Perez lauded Montana Gov. Steve Bullock, Department of Labor and Industry Commissioner Pam Bucy and U.S. Sen. Jon Tester for their work in advancing the issue.

“When you give birth to a child, you should be able to enjoy the most wonderful time of your life and you shouldn’t be sitting there fretting about how you are going to pay the bills when you’re off,” Perez said. “Again, we’re the only nation on Earth where that’s the case. And that’s wrong. If you believe that family comes first, then you’ve got to put your money where your mouth is. And it doesn’t break the bank. Study after study has shown that it doesn’t break the bank, and it’s been done in other states. It’s hurting our family structure and hurting our global competitiveness.”

Perez said that flexible workplace scheduling may take some time to spread throughout the country, but is inevitable.

“Everywhere I go around the country, the same conversation is occurring,” he said. “In our modern family world, you’ve got families balancing a lot of things. They want to be a good worker, they want to be a good parent. And we’ve got 19th century policy at the federal level. The rest of the world understands that we need to address child care, that we need to address family leave and things of that nature. We’re the only industrialized nation on the planet that hasn’t addressed this issue at a federal level.”

Perez criticized what he called a system of “taxpayers subsidizing the low-wage business models.”

“When at $7.25 an hour, you work a full-time job and you’re on food stamps,” he explained. “And literally, if you raise the minimum wage, you will literally remove between 3.5 (million) and 4 million people from the food stamp rolls and save billions of dollars for taxpayers by raising the minimum wage. Right now, that’s corporate welfare. I don’t know why we’re subsidizing the low-wage business model. And that’s why, when I talk to businesses, they understand when you lift wages you’re able to retain people because they become loyal to you. Henry Ford, 100 years ago, doubled wages on the assembly line because he knew that when you pay people enough you’ll keep them. And guess what they do with that extra money? They spend it. Big-box stores and restaurants add more customers and it creates a virtuous cycle. So our current model is effectively subsidizing low wages as a subsidy for corporations, and that’s not right.”

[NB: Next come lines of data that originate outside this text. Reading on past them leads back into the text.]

PR #599, opened 2026-05-17
feat(cli): convoy create + workflow-template apply

rjwittams:
## Summary

First user-facing way to launch a convoy.

- `flotilla convoy <name> create --template <ref> [--input k=v]... [--repo URL] [--ref BRANCH]`
- `flotilla workflow-template <name> apply --file <path.yaml>` (create-or-update semantics)
- `scratch` WorkflowTemplate seeded at daemon startup: 1 task, 1 tool process that opens a shell labelled with the convoy name + the `topic` input. Demonstrates the full loop without needing the user to first build a template.

## Why

Until now, convoys could only be created programmatically — tests construct them via the resource backend directly. The TUI's convoys page literally renders "Create one via 'flotilla convoy create ...' (coming soon)". This PR makes that real for the limited tool-only path.

## Wire layout

- **Protocol** (`flotilla-protocol`): new `CommandAction::ConvoyCreate` and `CommandAction::WorkflowTemplateApply`, matching `CommandValue::{ConvoyCreated, WorkflowTemplateApplied}`; existing roundtrip tests extended.
- **CLI parsing** (`flotilla-commands`): `ConvoyVerb::Create` parses `--input k=v` via custom value parser; new `WorkflowTemplateNoun` reads the YAML file at resolve time.
- **Daemon** (`InProcessDaemon::execute`): both actions handled inline against `ResourceBackend`. `WorkflowTemplateApply` parses YAML (`serde_yml`), runs `workflow_template::validate`, then does `get → update` or falls back to `create`. `ConvoyCreate` builds `ConvoySpec` from the protocol fields.
- **Runtime**: `register_startup_resources` now seeds `default_workflow_templates()` idempotently.

## Snapshot deltas

Only column-width shifts in `command_palette_open` / `command_palette_selection` — the new `workflow-template` noun widens the longest-name column. The visible list itself is unchanged in content.

## Not in this cut

- `--wait` to stream convoy phase transitions
- Multi-template seeding (one is enough for first cut)
- Agent processes (still gated at Stage 4b in the reconciler)
- cwd auto-detection of repo (intentionally explicit until Project resource exists)

## Test plan

- [x] `cargo test --workspace --locked` — including 4 new integration tests in `crates/flotilla-daemon/tests/convoy_create_cli.rs`:
  - seeded `scratch` template appears after daemon startup
  - `ConvoyCreate` action creates a Convoy resource
  - `WorkflowTemplateApply` creates, then updates a custom template
  - invalid YAML produces a `CommandValue::Error`
- [ ] Smoke test the CLI against a real daemon

### DIFF
--- a/Cargo.lock
+++ b/Cargo.lock
@@ -1221,6 +1221,7 @@ version = "0.1.0"
 dependencies = [
  "clap",
  "flotilla-protocol",
+ "tempfile",
 ]
 
 [[package]]
--- a/crates/flotilla-commands/Cargo.toml
+++ b/crates/flotilla-commands/Cargo.toml
@@ -7,3 +7,6 @@ license.workspace = true
 [dependencies]
 flotilla-protocol = { path = "../flotilla-protocol" }
 clap = { version = "4", features = ["derive", "string"] }
+
+[dev-dependencies]
+tempfile = "3"
--- a/crates/flotilla-commands/src/commands/convoy.rs
+++ b/crates/flotilla-commands/src/commands/convoy.rs
@@ -20,6 +20,29 @@ pub struct ConvoyNoun {
 pub enum ConvoyVerb {
     /// Manage convoy tasks
     Task(ConvoyTaskNoun),
+    /// Create a convoy from a workflow template
+    Create {
+        /// Workflow template to instantiate
+        #[arg(long)]
+        template: String,
+        /// Input value (repeatable): --input key=value
+        #[arg(long = "input", value_parser = parse_input_kv)]
+        inputs: Vec<(String, String)>,
+        /// Repository URL the workflow operates on
+        #[arg(long = "repo")]
+        repository_url: Option<String>,
+        /// Git ref (branch/tag/commit) within the repository
+        #[arg(long = "ref")]
+        r#ref: Option<String>,
+    },
+}
+
+fn parse_input_kv(raw: &str) -> Result<(String, String), String> {
+    let (key, value) = raw.split_once('=').ok_or_else(|| format!("input must be key=value: {raw}"))?;
+    if key.is_empty() {
+        return Err(format!("input key cannot be empty: {raw}"));
+    }
+    Ok((key.to_string(), value.to_string()))
 }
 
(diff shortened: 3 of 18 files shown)


rjwittams:
Addressed in 35af439e:

**1. Display impls don't shell-quote** — fixed. New `flotilla_commands::quote_value` helper (matches the palette tokenizer's quoting rules). Applied to `--template`, `--input`, `--repo`, `--ref`, and `--file`. New tests assert quoting fires for whitespace-bearing values. Left the existing `AgentNoun::Display` etc. alone — same issue applies to most nouns and is worth a sweep, but out of scope for this PR.

**2. `.is_ok()` swallows non-NotFound errors** — fixed in `ensure_default_workflow_templates`, plus the same pattern in sibling helpers `ensure_host_exists` and `ensure_host_direct_environment_exists` (which had the same footgun pre-existing). Now uses explicit `Err(ResourceError::NotFound { .. })` matching with a targeted "check X: {err}" error for anything else.

**3. `{e:?}` vs `{e}`** — `ValidationError` had no `Display` impl. Added one (plus for `InterpolationLocation`, `InterpolationField`) and switched to `{e}`. Errors now read like "duplicate task name \`work\`" instead of `DuplicateTaskName { name: "work" }`.

**4. `empty_identity` duplication** — extracted `empty_repo_identity()`; replaced 4 inline literals.

**5. TOCTOU** — acknowledged. Fine for interactive CLI use; if the apply path ever becomes a hot path for concurrent automation we'd want a CAS-style update or proper apply semantics on the backend.

**6. No `workflow_ref` existence check** — filed as #600. Agree it'd be friendlier; the reconciler does eventually surface this but a command-time check is a quick win.

**7. Missing round-trip test for `workflow-template apply`** — added `round_trip_apply` and `apply_display_quotes_path_with_whitespace`.

rjwittams:
Filed the round-trip-via-tokenizer note as #601 — needs moving the palette tokenizer into `flotilla-commands` to be shared with `assert_round_trip`, so out of scope here.

PR #675, opened 2022-10-05
Fix the monitor console spam in case of unreachable destination address

### LINKED ISSUE #674: Adding monitor broadcast
The existing monitor pattern has some unfortunate implications.

1. Only a single port for any given IP address can receive the UDP packets. This means that exploitation of the data source is limited to one application (per computer) at a time.
2. **All** clients of the data must be known when the application is started. Adding a new client requires restarting the application
3. If a client is configured but not running, the output is filled with "unable to write" errors

A better pattern would be PUB/SUB or multicast. Because of the limitations of multicast, I would lean towards the PUB/SUB using ZeroMQ as an implementation. This allows both the client(s) and the server to be independent of each other in start-up order (or if at all).

Another complication in sharing this data is the communication of the ProtoBuf specifications to external clients. I don't have a solution for this; the `.proto` files are in the **docs/protobuf** directory, but this is not installed.

I think this pattern can co-exist with the current solution, but I'm looking for concurrence before implementing it.

vladisslav2011:
Use socket.send_to instead of socket.send

### DIFF
--- a/src/algorithms/PVT/libs/monitor_ephemeris_udp_sink.cc
+++ b/src/algorithms/PVT/libs/monitor_ephemeris_udp_sink.cc
@@ -58,11 +58,10 @@ bool Monitor_Ephemeris_Udp_Sink::write_galileo_ephemeris(const std::shared_ptr<G
     for (const auto& endpoint : endpoints)
         {
             socket.open(endpoint.protocol(), error);
-            socket.connect(endpoint, error);
 
             try
                 {
-                    if (socket.send(boost::asio::buffer(outbound_data)) == 0)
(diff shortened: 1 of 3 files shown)


jwmelto:
Looks good to me

jwmelto (approved):

jwmelto:
I don't think this is a fix for #674 but it a good improvement for the UDP sink

vladisslav2011:
Thanks.
I've removed "may fix" from PR description to prevent github from closing the ticket automatically.

carlesfernandez:
Thanks! Merging.

PR #680, opened 2022-10-28
acquisition: populate gnss_synchro.fs with acquisition sample rate

vladisslav2011:
This makes it possible to use GNSS-SDR-Monitor to monitor acquisition
process too.
Set AcquisitionMonitor.udp_port to the same value as Monitor.udp_port to
see acquisition results.
The acquisitions will be shown with a red telemetry mark and no tracking
data.
gnss-sdr-monitor


jwmelto:
I'm confused what this change does, besides fill in an uninitialized variable (which is a good thing).

vladisslav2011:
The GNSS-SDR-Monitor checks for initialization of `fs` member to confirm data validity https://github.com/vladisslav2011/gnss-sdr-monitor/blob/master/src/channel_table_model.cpp#L289
Initializing `fs` makes this check pass and the GNSS-SDR-Monitor starts showing both acquisition results and early tracking (before ephemeris reception and decoding).

jwmelto:
Looks good to me

PR #690, opened 2022-11-23
Fix input item type in config file and remove not working options

wkazubski:
:Fix input item type in gnss-sdr_GPS_L1_ishort.conf config file from cshort to gr_complex.
Remove SignalSource.enable_throttle_control=false option from hardware type config files as it does not work. In such case hardware determines sample rate and this option cannot be set to false.


carlesfernandez:
Thanks for your PR. Could you please [sign your commits](https://gnss-sdr.org/docs/tutorials/using-git/#sign-your-commits)?

PR #699, opened 2023-01-06
Flush NMEA output

jwmelto:
The NMEA file appears to be the only place where satellite azimuth and elevation data is published. However, the current implementation uses default buffering, which can result in up to 15 seconds of latency.

This PR flushes the file on each set of sentences.

It does not affect the TTY line support, although this may also be buffered.


carlesfernandez:
Thanks!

Perez also delivered the keynote address at an education conference at the University of Montana called “Defining a 21st Century Education for a Vibrant Democracy.” His talk was part of a session on preparing a competitive workforce.

During the roundtable at ATG, Perez discussed the workforce issue with Bucy.

“The economy is doing very well (in Montana),” Bucy told Perez. “We have the fastest wage growth in the nation. Personal income has increased by 4 percent over the last year, which is good, but we are still 42nd in the nation in real wages. Our GDP increased by 4.5 percent last year, and our unemployment rate is ideal at 4.1 percent.”

Bucy said that Montana is facing a very critical worker shortage.

“In the next decade, we will have 130,000 baby boomers retiring, and we have the second-oldest workforce in the country,” she explained. “We already have baby boomers working longer than most of them had planned. There are 123,000 16- to 24-year-olds to take those jobs, and that math already doesn’t add up. We are predicting growth of 6,500 jobs per year over the next decade.

"So we really are in a place where it’s an opportunity, but we are having lots of conversations about how to increase labor force participation and speed up and have less expensive training in Montana.”